··· Supplied records ···

PR #6343, opened 2025-10-03
Remove enable tracing flag from V9

noahsmartin:
#skip-changelog


CHANGELOG.md
```diff
@@ -6,6 +6,7 @@
 
 Removes deprecated user feedback API, this is replaced with the new feedback API (#5591)
 Removes `enablePerformanceV2` option and makes this the default. The app start duration will now finish when the first frame is drawn instead of when the OS posts the UIWindowDidBecomeVisibleNotification. (#6008)
+Removes enableTracing property from SentryOptions (#5694)
```
philprime: `m`: Please use the list format as we did before v9

Sources/Sentry/Public/SentryOptions.h
```diff
@@ -407,17 +407,6 @@ NS_SWIFT_NAME(Options)
...
 
-#if !SDK_V9
-/**
- * Indicates whether tracing should be enabled.
- * @discussion Enabling this sets @c tracesSampleRate to @c 1 if both @c tracesSampleRate and
- * @c tracesSampler are @c nil. Changing either @c tracesSampleRate or @c tracesSampler to a value
- * other then @c nil will enable this in case this was never changed before.
- */
-@property (nonatomic)
-    BOOL enableTracing DEPRECATED_MSG_ATTRIBUTE("Use tracesSampleRate or tracesSampler instead");
```
philprime, line 418: `h`: With the deprecation notice gone, we need to add a `MIGRATION.md` explaining how to migrate from v8 to v9. It could also be a page in the sentry-docs

noahsmartin: It looks like the Migration.md file points to the docs page already, so seems like we should put it there? Since it's a separate repo I'm thinking we wait to merge that change until we are ready to release V9. We can keep adding to the changelog in this repo, and then for every line in the changelog we can put a more detailed entry in migration.md, how does that sound?

philippsuess: > We can keep adding to the changelog in this repo, and then for every line in the changelog we can put a more detailed entry in migration.md, how does that sound?

That works for me. It's usually easier to do this before we release the next major.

···

→ **Task statement**
Where does the word "tracesSampleRate" appear in the records above? Return every line that holds it.

→ **Solution to this task**
- * @discussion Enabling this sets @c tracesSampleRate to @c 1 if both @c tracesSampleRate and
- * @c tracesSampler are @c nil. Changing either @c tracesSampleRate or @c tracesSampler to a value
-    BOOL enableTracing DEPRECATED_MSG_ATTRIBUTE("Use tracesSampleRate or tracesSampler instead");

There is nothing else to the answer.